Collected data entries:
--- START ---

Issue #1351, opened 2022-04-25
Generated views do not compile if a type has more than 22 fields


kormbrek-rally:
The way views are created, if a type is more than 22 fields, the generated view (and thus the client) does not compile.

In caliban/codegen-sbt/src/sbt-test/codegen/test-compile/src/main/graphql/genview/schema.graphql, add
```
type Big {
    field0: String
    field1: String
    field2: String
    field3: String
    field4: String
    field5: String
    field6: String
    field7: String
    field8: String
    field9: String
    field10: String
    field11: String
    field12: String
    field13: String
    field14: String
    field15: String
    field16: String
    field17: String
    field18: String
    field19: String
    field20: String
    field21: String
    field22: String
    field23: String
}
```
`cd codegen-sbt/src/sbt-test/codegen/test-compile`
`sbt -Dplugin.version=1.4.0`
type in `test` and hit Enter

```
[error] /.../caliban/codegen-sbt/src/sbt-test/codegen/test-compile/target/scala-2.12/src_managed/main/caliban-codegen-sbt/genview/Client.scala:222:16: too many elements for tuple: 24, allowed: 22
[error]           case (
[error]                ^
[error] one error found
[error] (Compile / compileIncremental) Compilation failed
```

We are likely going to restructure the data to avoid the limit of 22, but I thought this was worth reporting.

ollyw:
In the short term, would there be any value in not generating views with more than 22, so that the generated code still compiles? If you have a project with many views, and only one has more than 22 it is a bit frustrating. The generator could just leave a comment in the generated code to say why.

Alternatively if you have an idea of what data structure is preferable, perhaps I could take a go at making the change

ghostdogpr:
That would be a good quick fix and better than the current state!

A fix for the longer term would be to create nested tuples when there are more than 22 fields.

PR #1363, opened 2022-05-19
Support generated views with more than 22 fields

ollyw:
Fixes issues with client view generation where the number of fields is larger than the Scala tuple limit of 22, as described in https://github.com/ghostdogpr/caliban/issues/1351.

This is my first Caliban PR, so any guidance welcome :-)

### DIFF
--- a/tools/src/test/scala/caliban/tools/ClientWriterViewSpec.scala
+++ b/tools/src/test/scala/caliban/tools/ClientWriterViewSpec.scala
@@ -789,7 +789,7 @@ object Client {
       User21Selection,
       User22Selection,
       User23Selection
-    ] = (user1(selectionArgs.user1Selection) ~ user2(selectionArgs.user2Selection) ~ user3(
+    ] = (((user1(selectionArgs.user1Selection) ~ user2(selectionArgs.user2Selection) ~ user3(
       selectionArgs.user3Selection
     ) ~ user4(selectionArgs.user4Selection) ~ user5(selectionArgs.user5Selection) ~ user6(
       selectionArgs.user6Selection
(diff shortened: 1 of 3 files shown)


tools/src/test/scala/caliban/tools/ClientWriterViewSpec.scala
```diff
@@ -789,7 +789,7 @@ object Client {
       User21Selection,
       User22Selection,
       User23Selection
-    ] = (user1(selectionArgs.user1Selection) ~ user2(selectionArgs.user2Selection) ~ user3(
+    ] = (((user1(selectionArgs.user1Selection) ~ user2(selectionArgs.user2Selection) ~ user3(
```
ghostdogpr, line 792: Oh so we had a test for it but that produces code that didn't compile? 😆 That sounds like a good use case to add a scripted test, to make sure the generated code compiles. Can you add this test case to the scripted suite? For example here https://github.com/ghostdogpr/caliban/tree/master/codegen-sbt/src/sbt-test/codegen/test-compile/src/main/graphql/genview

ghostdogpr (commented):
Looks good, just have a suggestion to strengthen the tests

tools/src/test/scala/caliban/tools/ClientWriterViewSpec.scala
ollyw: Yeah, it was a surprise to me also that there was existing code to handle large types. At the start I wrote a separate test, ran it and it *and* the existing test failed :laughing: . That is how I found out! I tested the changes manually in the project I am using Caliban and it worked.

I have added the type to the codegen-set genview test. See what you think

ghostdogpr:
Looks okay but I just noticed the CI is not triggered. Can you try login to https://app.circleci.com/ and force push?

ollyw:
Logged in and CI passes

ghostdogpr:
Thanks!

PR #1370, opened 2022-05-27
Properly validate floating point numbers on input

moonkev:
It looks like a change in the latest release to add input validation has a small bug for Float input types.  If you input an integer, it will properly coerce to a floating point, however if you enter a whole number with anything after the decimal point other than zero, it will fail on validation.  

For example, if you have a variable in a query alias named f of type `Float!` and provided an input of 99.1234, it would fail with `Variable 'f' with value 99.1324 cannot be coerced into Float`.  It seems when you enter a float, they are coming to the validation code as FloatValue.BigDecimalNumber, which is not checked in the pattern match for Float input validation.  This fix adds a check for any FloatValue and passes them on as is.


frekw (approved):
Yikes what a silly mistake by me 🤦‍♂️

Thanks!

ghostdogpr (approved):

PR #1371, opened 2022-05-30
Improve persisted query performance by caching the document

paulpdaniels:
This PR improves the performance of the `ApolloPersistedQuery` wrapper by caching the parsed `Document` instead of the unparsed string. The advantage of this approach is that in the happy path we get to skip subsequent parsing steps and simply return the `Document`

### DIFF
--- a/core/src/main/scala/caliban/wrappers/ApolloPersistedQueries.scala
+++ b/core/src/main/scala/caliban/wrappers/ApolloPersistedQueries.scala
@@ -62,7 +62,7 @@ object ApolloPersistedQueries {
                   case Some(doc) => docVar.set(Some(Right(doc))) as request
                   case None      =>
                     request.query match {
-                      case Some(value) if checkHash(hash, value) => docVar.set(Some(Left(hash))) as request
+                      case Some(value) if checkHash(hash, value) => docVar.set(Some(Left(hash))).as(request)
                       case Some(_)                               => ZIO.fail(ValidationError("Provided sha does not match any query", ""))
                       case None                                  => ZIO.fail(ValidationError("PersistedQueryNotFound", ""))
                     }
--- a/core/src/main/scala/caliban/wrappers/ApolloPersistedQueries.scala
+++ b/core/src/main/scala/caliban/wrappers/ApolloPersistedQueries.scala
@@ -2,7 +2,8 @@ package caliban.wrappers
 
 import caliban.CalibanError.ValidationError
 import caliban.Value.{ NullValue, StringValue }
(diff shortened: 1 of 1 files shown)


core/src/main/scala/caliban/wrappers/ApolloPersistedQueries.scala
```diff
@@ -42,13 +57,12 @@ object ApolloPersistedQueries {
           readHash(request) match {
             case Some(hash) =>
               ZIO
-                .accessM[ApolloPersistence](_.get.get(hash))
+                .serviceWith[Service](_.get(hash))
                 .flatMap {
-                  case Some(query) => UIO(request.copy(query = Some(query)))
-                  case None        =>
+                  case Some(doc) => docVar.set(Some(Right(doc))) as request
```
frekw, line 62: Do we prefer `as x` over `.as(x)`?

frekw:
There is probably a great reason for this that I'm missing, but why are we passing in the `dicVar` rather than just accessing the service directly (since we need to use the service in others code paths anyhow)?

I also think this might be susceptible to DoS attacks by sending ever growing (but correct) queries, should we have some sort of LRU expiry in place (possibly via zio-cache)?

frekw:
Nvm I just grokked the docVar, but I think it needs to be a FiberRef, otherwise parallel requests will overwrite each other's value, no?

core/src/main/scala/caliban/wrappers/ApolloPersistedQueries.scala
paulpdaniels: I'm not sure, I don't think we have a style guide for it, but I'm fine with either I know the infix can get a little out of hand sometimes.

ghostdogpr: I tend to prefer `.as(x)` and `.` in general except when there's a symbol alias.

ghostdogpr (approved):

frekw:
Oh right, the `EffectfulWrapper` will create a unique ref per request. My bad! 🙂

I also think we can postpone the DoS stuff and just make a note of it since it's orthogonal to the changes in this PR.

frekw (approved):

core/src/main/scala/caliban/wrappers/ApolloPersistedQueries.scala
frekw: @ghostdogpr that's usually what I do as well but I don't really have any strong opinions around it so I'm fine with either

ghostdogpr (approved):
LGTM!

PR #1372, opened 2022-05-31
Escape quotes in description strings

joheriks:
Escape `"` with `\"` in normally quoted strings and `"""`  with `\"""` in
triple-quoted strings. It previously rendered syntactically invalid GraphQL 
when a single-line description contained `"` or a multi-line description
contained `"""`.
https://spec.graphql.org/October2021/#sec-String-Value


ghostdogpr:
Thanks!

PR #1373, opened 2022-05-31
Escape special characters in normally quoted strings

joheriks:
Follow-up to #1372: also escape other special characters, since 
direct rendering of these (e.g. `\b`) may produce syntactically
incorrect GraphQL.


ghostdogpr (approved):
Thanks again!

PR #1375, opened 2022-06-01
Correct field types for interface fields on union

### LINKED ISSUE #1374: Field types are `String` for interface fields selected on a union
Given the follow schema (extended from the one in `FieldSpec`):

```
union Union = A | B

interface Interface { id: String!  inner: Inner! }

type A implements Interface { id: String!  inner: Inner! }
type B implements Interface { id: String!  inner: Inner!  count: Int! }
type C implements Interface { id: String!  inner: Inner! }

type Inner { num: Int! }

type Queries {
  union: Union!
  interface: Interface!
}
```

Fetching on the interface returns the expected field types:
```
{
  interface {
    ... on Interface {
      id
      inner { num }
    }
    ... on B {
      ... on Interface { id }
      inner { num }
      count
    }
  }
}
```
```
{
  interface (Interface!) {
    id (String!)
    inner (Inner!) {
      num (Int!)
    }
    id (String!)
    inner (Inner!) {
      num (Int!)
    }
    count (Int!)
  }  
}
```

Fetching on the union returns the following field types:
```
{
  union {
    ... on Interface {
      id
      inner { num }
    }
    ... on B {
      ... on Interface { id }
      inner { num }
      count
    }
  }
}
```
```
{
  union (Union!) {
    id (String)
    inner (String) {
      num (String)
    }
    id (String!)
    inner (Inner!) {
      num (Int!)
    }
    count (Int!)
  }  
}
```

Note that everything being fetched on `Interface` at the union level says it is a `String`.

Here is a basic test case https://gist.github.com/guymers/df3eb754ca556cd59b8c2f87740ec62b

guymers:
Ensure that when an interface fragment is used on a union that the
fields its selected have the correct type instead of always being
`String`.

Closes #1374

### DIFF
--- a/core/src/main/scala/caliban/execution/Field.scala
+++ b/core/src/main/scala/caliban/execution/Field.scala
@@ -130,8 +130,10 @@ object Field {
             fragments
               .get(name)
               .foreach { f =>
-                val t =
-                  innerType.possibleTypes.flatMap(_.find(_.name.contains(f.typeCondition.name))).getOrElse(fieldType)
+                val t = innerType.possibleTypes
+                  .flatMap(_.find(_.name.contains(f.typeCondition.name)))
+                  .orElse(rootType.types.get(f.typeCondition.name))
+                  .getOrElse(fieldType)
                 loop(f.selectionSet, t).fields
                   .map(field =>
                     if (field._condition.isDefined) field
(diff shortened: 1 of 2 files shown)


ghostdogpr (commented):
Can you try login to https://app.circleci.com/ and force push? The CI wasn't triggered for some reason.

core/src/main/scala/caliban/execution/Field.scala
```diff
@@ -152,6 +154,7 @@ object Field {
           if (checkDirectives(resolvedDirectives)) {
             val t     = innerType.possibleTypes
               .flatMap(_.find(_.name.exists(typeCondition.map(_.name).contains)))
+              .orElse(typeCondition.flatMap(typeName => rootType.types.get(typeName.name)))
```
guymers, line 157: With this, is there a need for searching through `possibleTypes`?

ghostdogpr: No, `rootTypes.types` should return all types however nested they are so the interface should be found.

ghostdogpr (approved):

ghostdogpr:
Thanks!

PR #1376, opened 2022-06-02
Coerce non-null values into lists of size one

guymers:
As per the specification, if a value passed as an input to a list type is
not a list and is not null then it should be coerced into a list of size
one.

### DIFF
--- a/core/src/main/scala/caliban/parsing/VariablesCoercer.scala
+++ b/core/src/main/scala/caliban/parsing/VariablesCoercer.scala
@@ -24,7 +24,7 @@ object VariablesCoercer {
     rootType: RootType
   ): IO[ValidationError, GraphQLRequest] = {
     val variableDefinitions    = doc.operationDefinitions.flatMap(_.variableDefinitions)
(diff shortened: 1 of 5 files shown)


frekw (approved):
Looks great, thanks! 🙏

guymers:
I can't get `listListInt: ListListIntArg => Option[List[Option[List[Option[Int]]]]]` to compile on Scala 3 so I have made the tests that need it only run on Scala 2.

frekw:
@guymers what compilation error are you seeing on Scala 3? I saw that you replaced `genMacro` since it's not available for Scala 3, but can't see what failed for you after doing so :)

ghostdogpr:
Maybe ran into this? https://github.com/lampepfl/dotty/issues/13044

guymers:
Yeah its that. Defining a schema and arg builder for `Option[List[Option[Int]]]` allowed `listInt` to compile, but defining them doesn't help for `Option[List[Option[List[Option[Int]]]]]`.

ghostdogpr:
Thanks for the fix and adding all the test cases!

PR #1377, opened 2022-06-02
Client auto-gen Option conflict

alterationx10:
When a schema has a  `type Option`, and anything that return a nullable (i.e. `Option[String]` - the resulting code won't compile due to conflict with scala.Option.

--- END ---

Every line of the entries above that includes "genview" should be copied.

In caliban/codegen-sbt/src/sbt-test/codegen/test-compile/src/main/graphql/genview/schema.graphql, add
[error] /.../caliban/codegen-sbt/src/sbt-test/codegen/test-compile/target/scala-2.12/src_managed/main/caliban-codegen-sbt/genview/Client.scala:222:16: too many elements for tuple: 24, allowed: 22
ghostdogpr, line 792: Oh so we had a test for it but that produces code that didn't compile? 😆 That sounds like a good use case to add a scripted test, to make sure the generated code compiles. Can you add this test case to the scripted suite? For example here https://github.com/ghostdogpr/caliban/tree/master/codegen-sbt/src/sbt-test/codegen/test-compile/src/main/graphql/genview
I have added the type to the codegen-set genview test. See what you think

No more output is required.